4. The small hole punching method according to claim 1, wherein one of the punch pieces is simultaneously supplied to any one of the plurality of holes. 5. The punch and the chip after the punching step are separated from each other, and only the punch is circulated and supplied again to the guide hole portion of the guide pressing member. 5. A method for punching small holes according to claim 4. 6. The punch as set forth in claim 1, wherein one of a cemented steel wire, a tungsten wire, a piano wire, and other wires having the same strength and hardness as these are used. The small hole punching method according to any one of claims 2, 3, 4, and 5. 7. The method according to claim 1, wherein one of a printed circuit board of an IC chip, a synthetic resin film such as a photographic film, a laminated film of a metal and a synthetic resin, a thin metal plate, a foil, and a paper is supplied as a material to be processed. The method of punching a small hole according to claim 1, 2, 3, 4, 5, or 6. 8. A die and a guide pressing member, driving means for moving the die and the guide, a large number of punch pieces, a fluid pressure hammer for hitting the punch pieces, a kind of pure mechanical hammer, a large number of punch pieces. A punch piece supply device that supplies the workpiece to the hammer or the guide hole, and a workpiece supply / unloading device that supplies and unloads a workpiece between the die and the guide holding member, and the die hole passes through the die. At least one perforation is provided, the guide pressing member is provided so as to be able to contact and separate from the die, and the guide pressing member has at least one guide hole penetrating on the same axis as the die hole, The punch piece has a cross-sectional shape corresponding to the die hole and the guide hole, and has a short rod shape.

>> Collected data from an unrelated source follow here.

PR #769, opened 2026-01-21
Collection job extensions

martinthomson:
This defines extensions for the collection job.

There are two main commits.  The first adds the fields so that the Collector can add extensions.  The second makes sure that information gets to the Helper and then is bound to the final shares, so that we can be confident that all three entities agree (Collector, Leader, and Helper).  A third commit really just covers a gap in the others, which is to describe what the Leader and Helper are expected to do in processing extensions, which is just whatever the extension definition says.  No doubt I'll add to the pile in response to comments as well.

Commit messages contain more detail, but I wanted to highlight one thing in particular:

This removes batch ID from the AAD of the aggregate shares.  I think that this is justified, but I want to check that this is OK.  More analysis in the second commit comment on that.  If this is agreed, then I suggest we follow up and remove the PartialBatchSelector concept from the protocol entirely, as a simplification.

I've also defined an `invalidExtension` error code, which covers a few different error conditions (bad encoding of an extension, bad sort order).  In TLS we've found that distinguishing unsupported extensions is worth a code on its own; my theory is that this is even more important here, where an unsupported extension always means failure.

### DIFF
--- a/draft-ietf-ppm-dap.md
+++ b/draft-ietf-ppm-dap.md
@@ -183,6 +183,8 @@ aggregator.
 - Add verification key ID to aggregation jobs to enable but not require
   verification key management. (\*) (#766)
 
+- Define colleciton job extensions. (\*) (#769)
+
 17:
 
 - Bump version tag from "dap-16" to "dap-17". (\*)
@@ -1893,7 +1895,7 @@ enum {
 Field `extension_type` indicates the type of extension, and `extension_data`
 contains the opaque encoding of the extension.
 
-Extensions are mandatory to implement. Unrecognized extensions are handled as
+Extensions are mandatory to support. Unrecognized extensions are handled as
 specified in {{input-share-validation}}.
 
 ## Verifying and Aggregating Reports {#aggregate-flow}
@@ -3084,6 +3086,9 @@ conditions:
   If not, the Leader MUST fail the collection job
   with the error indicated by the processing model for the extension.
 
+The Leader then performs any configuration changes or processing
+defined in the included extensions; see {{collect-ext}}.
+
 Having validated the `CollectionJobReq`, the Leader begins working with the
 Helper to aggregate the reports satisfying the query (or continues this process,
 depending on whether the Leader is aggregating eagerly; {{eager-aggregation}})
@@ -3170,7 +3175,7 @@ encoded(struct {
     query = encoded(Empty),
   } Query,
   agg_param = [0x00, 0x01, ...],
-  extensions = encoded(Empty)
+  extensions = [],
 } CollectionJobReq)
 
 HTTP/1.1 200
@@ -3213,7 +3218,7 @@ encoded(struct {
     } TimeIntervalQueryConfig),
   },
   agg_param = encoded(Empty),
-  extensions = encoded(Empty)
+  extensions = [],
 } CollectionJobReq)
 
 HTTP/1.1 200
@@ -3279,13 +3284,25 @@ a type identifier (`extension_type`)
 and arbitrary data (`extension_data`).
 The data is structured according to the definition of the extension.
 
-Extensions are mandatory to understand and support by both Aggregators.
+Extensions are mandatory to support by both Aggregators.
 A collection job that contains an unrecognized or unsupported extension
-MUST be failed with an `unsupportedExtension` error; see {{errors}}.
+MUST be aborted with an `unsupportedExtension` error; see {{errors}}.
 
 Extensions MUST be encoded in strictly increasing order.
-If any `extension_type` value is equal to or less than the extension that precedes it,
+If any `extension_type` value is equal to or less than that of the extension that precedes it,
 the job MUST be failed with an `invalidExtension` error; see {{errors}}.
+
+Each collection job extension MUST define how Aggregators
+alter their handling of collection jobs
+when the extension is present,
+including any validation of the included `extension_data`.
+
+An extension could limit its compatibility
+to specific VDAFs, batch modes, or those with certain properties.
+For instance, an extension might only apply
+if the VDAF supports eager aggregation; see {{eager-aggregation}}.
+In that case, jobs can be failed with an `invalidExtension` error
+if the extension is incompatible.
 
 Collection job extensions are distinct from report and task extensions.
 Collection job extensions are only agreed between Collector, Leader, and Helper;
@@ -3359,8 +3376,8 @@ struct {
 } BatchSelector;
 
 struct {
+  CollectionJobReq collection_job_req;
   BatchSelector batch_selector;
-  opaque agg_param<0..2^32-1>;
   uint64 report_count;
   opaque checksum[32];
 } AggregateShareReq;
@@ -3370,10 +3387,11 @@ The media type of `AggregateShareReq` is
 "application/ppm-dap;message=aggregate-share-req". The structure contains the
 following parameters:
 
-* `batch_selector`: The "batch selector", the contents of which depends on the
-  indicated batch mode (see {{batch-modes}}.
+* `collection_job_req`: The details of the collection job,
+  as provided by the Collector when initiating the job; see {{collect-init}}.
 
-* `agg_param`: The encoded aggregation parameter for the VDAF being executed.
+* `batch_selector`: The "batch selector", the contents of which depends on the
+  indicated batch mode; see {{batch-modes}}.
 
 * `report_count`: The number number of reports included in the batch, as
   computed above.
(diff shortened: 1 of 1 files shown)


draft-ietf-ppm-dap.md
```diff
@@ -3199,6 +3217,56 @@ encoded(struct {
...
+{: #f-collect-ext title="Collection Job Extensions"}
+
+These extensions (shown in {{f-collect-ext}}) contain
+a type identifier (`extension_type`)
+and arbitrary data (`extension_data`).
+The data is structured according to the definition of the extension.
+
+Extensions are mandatory to understand and support by both Aggregators.
+A collection job that contains an unrecognized or unsupported extension
+MUST be failed with an `unsupportedExtension` error; see {{errors}}.
```
cjpatton: I think this would be more consistent with the language we've been using?
```suggestion
MUST be aborted with an `unsupportedExtension` error; see {{errors}}.
```

draft-ietf-ppm-dap.md
```diff
@@ -3299,8 +3368,10 @@ MUST fail the job with error `invalidMessage`.
 If the `AggregateShareReq` is malformed, the Helper MUST fail the job with error
 `invalidMessage`.
 
-The Helper then verifies that the `BatchSelector` in the Leader's request
-determines a batch that can be collected. If the selector does not identify a
+The Helper then verifies that the `batch_selector` in the Leader's request
+is consistent with the `collection_job_req.query`.
```
cjpatton: This is a bit tricky because the definition "consistency" depends on the batch mode. I expect it'll be usually be pretty obvious in practice. For time interval, the specified interval should match between the query and batch selector; for leader-selected, the query is the empty string, so there's nothing to check. What would we do for the new batch mode for attribution?

cjpatton (commented):
Looks reasonable to me overall. One thing is that we'll need to provide some guidance for "Query" and "BatchSeletor" consistency. In practice, I think batch modes would need to define this for themselves.

> This removes batch ID from the AAD of the aggregate shares. I think that this is 
justified, but I want to check that this is OK. More analysis in the second commit comment on that. If this is agreed, then I suggest we follow up and remove the PartialBatchSelector concept from the protocol entirely, as a simplification.

The main purpose of the PartialBatchSelector is to encode info that the Helper needs to map a report to a bucket. This is needed if the reprots themselves don't encode this info, as is is the case for leader-selected.

draft-ietf-ppm-dap.md
```diff
@@ -3199,6 +3217,56 @@ encoded(struct {
...
+The data is structured according to the definition of the extension.
+
+Extensions are mandatory to understand and support by both Aggregators.
+A collection job that contains an unrecognized or unsupported extension
+MUST be failed with an `unsupportedExtension` error; see {{errors}}.
+
+Extensions MUST be encoded in strictly increasing order.
+If any `extension_type` value is equal to or less than the extension that precedes it,
+the job MUST be failed with an `invalidExtension` error; see {{errors}}.
+
```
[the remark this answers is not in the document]
martinthomson: Report extensions don't have the same requirement because they don't need it.  It wouldn't hurt to have it, because you remove an axis of variability - and a "covert" channel - by doing so.

draft-ietf-ppm-dap.md
martinthomson: It's probably worth saying that explicitly then.

martinthomson: I've taken a swing at this, which ends up levying a requirement on the definition of batch modes.  Take a look and see what you think of the last one.

draft-ietf-ppm-dap.md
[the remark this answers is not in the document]
cjpatton: https://github.com/ietf-wg-ppm/draft-ietf-ppm-dap/issues/772

cjpatton (approved):

draft-ietf-ppm-dap.md
```diff
@@ -3312,10 +3384,20 @@ If the number of validated reports in the batch is not equal to or greater than
...
 `invalidBatchSize`.
 
-The aggregation parameter MUST match the aggregation parameter used in
+The aggregation parameter in `collection_job_req.agg_param`
+MUST match the aggregation parameter used in
 aggregation jobs pertaining to this batch. If not, the Helper MUST fail the job
 with error `invalidMessage`.
 
+The Helper then validates any extensions in `collection_job_req.extensions`,
+following the same logic as the Leader; see {{collect-init}}.
```
tgeoghegan:
```suggestion
following the same logic as the Leader; see {{collect-ext}}.
```

Seems like a more specific and useful reference.

draft-ietf-ppm-dap.md
```diff
@@ -3627,6 +3724,9 @@ query does not specify a set of valid batch buckets.
 
 The payload of `PartialBatchSelector.config` is empty.
 
+It is impossible for a `PartialBatchSelector.config` to be inconsistent
+with `Query.config` for this batch mode.
```
tgeoghegan: {{collect-aggregate}} discusses checking consistency between (full, non-partial) `BatchSelector`s and `Query`s:

> The Helper then verifies that the `batch_selector` in the Leader's request is consistent with the `collection_job_req.query`.
>
> Each batch mode needs to define any consistency checks necessary.

But this passage and the corresponding one under {{leader-selected-batch-mode}} discuss checking consistency between `PartialBatchSelector` and `Query`. 

In time interval there could be disagreement between:

```
struct {
  Interval batch_interval;
} TimeIntervalQueryConfig;
```
and
```
struct {
  Interval batch_interval;
} TimeIntervalBatchSelectorConfig;
```

...so this text should direct implementations to compare the two `Interval`s.

draft-ietf-ppm-dap.md
```diff
@@ -3199,6 +3221,56 @@ encoded(struct {
...
+} CollectionJobExtensionType;
+~~~
+{: #f-collect-ext title="Collection Job Extensions"}
+
+These extensions (shown in {{f-collect-ext}}) contain
+a type identifier (`extension_type`)
+and arbitrary data (`extension_data`).
+The data is structured according to the definition of the extension.
+
+Extensions are mandatory to understand and support by both Aggregators.
```
tgeoghegan: Our existing language for report extensions says "Extensions are mandatory to implement." We should be consistent across extension definitions in this doc. Which do we like better?

draft-ietf-ppm-dap.md
```diff
@@ -3199,6 +3221,56 @@ encoded(struct {
...
+A collection job that contains an unrecognized or unsupported extension
+MUST be aborted with an `unsupportedExtension` error; see {{errors}}.
+
+Extensions MUST be encoded in strictly increasing order.
+If any `extension_type` value is equal to or less than the extension that precedes it,
```
tgeoghegan:
```suggestion
If any `extension_type` value is equal to or less than that of the extension that precedes it,
```

draft-ietf-ppm-dap.md
```diff
@@ -3199,6 +3217,56 @@ encoded(struct {
...
+including any validation of the included `extension_data`.
+
+An extension could limit its compatibility
+to specific VDAFs, batch modes, or those with certain properties.
+For instance, an extension might only apply
+if the VDAF supports eager aggregation; see {{eager-aggregation}}.
+In that case, jobs can be failed with an `invalidExtension` error
+if the extension is incompatible.
+
+Collection job extensions are distinct from report and task extensions.
```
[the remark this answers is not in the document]
tgeoghegan: I think I'm OK with a dangling reference here, especially since [the change to define task configuration extensions](https://github.com/ietf-wg-ppm/draft-ietf-ppm-dap/pull/774)is in flight and will (🤞🏻) land before terribly long.

draft-ietf-ppm-dap.md
```diff
@@ -3720,6 +3835,9 @@ struct {
 
 where `batch_id` is the batch ID selected by the Leader.
 
+A `PartialBatchSelector.config` is consistent
+with `Query.config` if the `batch_id` values are equal.
```
tgeoghegan: I believe the `Query.config` for leader selected batch mode is empty. The collector (who constructs the query) doesn't know the batch ID; it gets chosen by the leader.

tgeoghegan (changes requested):

draft-ietf-ppm-dap.md
```diff
@@ -168,6 +168,10 @@ aggregator.
 
 (\*) Indicates a change that breaks wire compatibility with the previous draft.
 
+18:
+
```
tgeoghegan: I just merged #766, so this will now conflict with the changelog we started there. Sorry for the runaround here.
```suggestion
```

draft-ietf-ppm-dap.md
```diff
@@ -3199,6 +3221,56 @@ encoded(struct {
 } CollectionJobResp)
 ~~~
 
+### Collection Job Extensions {#collect-ext}
+
+A Collector can add extensions to the creation of a collection job
+to pass additional information to Aggregators (primarily the Leader)
+about how to handle the collection job.
```
tgeoghegan: Did we consider whether it's OK for two different collection jobs in the same task to use different extensions? Mind you that's also something we should consider w.r.t. report extensions, so maybe we should discuss adding such a requirement separately from this change.

draft-ietf-ppm-dap.md
martinthomson: I'll look after this properly.

draft-ietf-ppm-dap.md
martinthomson: Of course.  The original text would have been correct in that case.

draft-ietf-ppm-dap.md
martinthomson: OK, I've gone through and used the word "support".  I think that's OK: it's the word other specs tend to use and - more importantly - the spec is already good about what to do if an unsupported extension appears.

martinthomson:
I've gone over the comments (thanks Tim!) and I think that I resolved them.  Apologies for misunderstanding a few on the way.

tgeoghegan (approved):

At least one marker is provided, and at least one punch piece is hit at a time toward the guide hole,
A small-hole punching device, wherein a collecting device for collecting punched chips and punch pieces is provided below the die. 9. The die and the guide holding member are provided with a plurality of die holes and punch holes, and these dies are provided so as to be movable to other hole positions relative to a hammer for hitting a punch piece. The small hole punching device according to claim 8, wherein the hole is punched. 10. The contact surface between the die and the guide pressing member is one of a flat surface, a quadratic curved surface, and a cubic curved surface. Each of the holes provided in the die and the guide pressing member is a metal plate in the portion. The small hole punching device according to claim 8 or 9, wherein a hole is formed at a right angle to the mold mating surface, and the axis of each hammer is parallel to the axis of the guide hole. 11. The small hole according to claim 8, wherein a solid separation device for separating the chip and the punch piece is provided downstream of the recovery device. Punching equipment. 12. The small hole punching device according to claim 8, wherein said hammer is an air hammer which is a kind of fluid pressure hammer. 13. The invention according to claim 12, wherein the air hammer is replaced with an air gun for firing the punch pieces, and the air gun is provided with a punch piece supply device in a barrel portion thereof. Small hole punching device.